2.2 Translation of Annotations

The operator TANN, which translates annotations and attaches them to an URI reference or a blank node, is defined in Table 2.

Table 2. Translation of Annotations
Annotation ann	Triples Generated in an Invocation of TANN(ann, y)
Annotation( AP av )	T(y) T(AP) T(av)
Annotation( annotation₁ ... annotation_n AP av )	T(y) T(AP) T(av) _:x rdf:type owl:Annotation _:x owl:subject T(y) _:x owl:predicate T(AP) _:x owl:object T(av) TANN(annotation₁, _:x) ... TANN(annotation_n, _:x)

Consider the following axiom that associates the URI a:Peter with a simple label.

AnnotationAssertion( rdfs:label a:Peter "Peter Griffin" )

This axiom is translated into the following triple:

a:Peter rdfs:label "Peter Griffin"^^xsd:string

Consider the following axiom that associates a:Peter with an annotation containing a nested annotation.

AnnotationAssertion( a:Peter
    Annotation(
       Annotation( a:author a:Seth_MacFarlane )
       rdfs:label "Peter Griffin"
    )
)

This axiom is translated into the following triples:

a:Peter rdfs:label "Peter Griffin"^^xsd:string
_:x rdf:type owl:Annotation
_:x owl:subject a:Peter
_:x owl:predicate rdfs:label
_:x owl:object "Peter Griffin"^^xsd:string
_:x a:auhtor a:Seth_MacFarlane

2.3 Translation of Axioms with Annotations

If an axiom ax contains embedded annotations annotation₁ ... annotation_m, its serialization into RDF depends on the type of the axiom.
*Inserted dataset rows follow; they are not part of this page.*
PR #566, opened 2020-12-30
Add method to check if payload is a cloudevent

yaron2:
This PR adds a dedicated method to check if a payload is a Cloud Event.

### DIFF
--- a/pubsub/envelope.go
+++ b/pubsub/envelope.go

Let ax' be the axiom that is obtained from ax by removing all axiom annotations.

2.3.1 Axioms that Generate a Single Triple or that Have a Main Triple

If ax' is translated into a single RDF triple s p o, then the axiom ax is translated into the following triples:

s p o
_:x rdf:type owl:Axiom
_:x owl:subject s
_:x owl:predicate p
_:x owl:object o
TANN(annotation₁, _:x)
...
TANN(annotation_m, _:x)

This is the case for the following axioms: SubClassOf, DisjointClasses with two classes, SubPropertyOf without a property chain as the subproperty expression, PropertyDomain, PropertyRange, InverseProperties, FunctionalProperty, InverseFunctionalProperty, ReflexiveProperty, IrreflexiveProperty, SymmetricProperty, AsymmetricProperty, TransitiveProperty, DisjointProperties with two properties, ClassAssertion, PropertyAssertion, Declaration, DifferentIndividuals with two individuals, and AnnotationAssertion.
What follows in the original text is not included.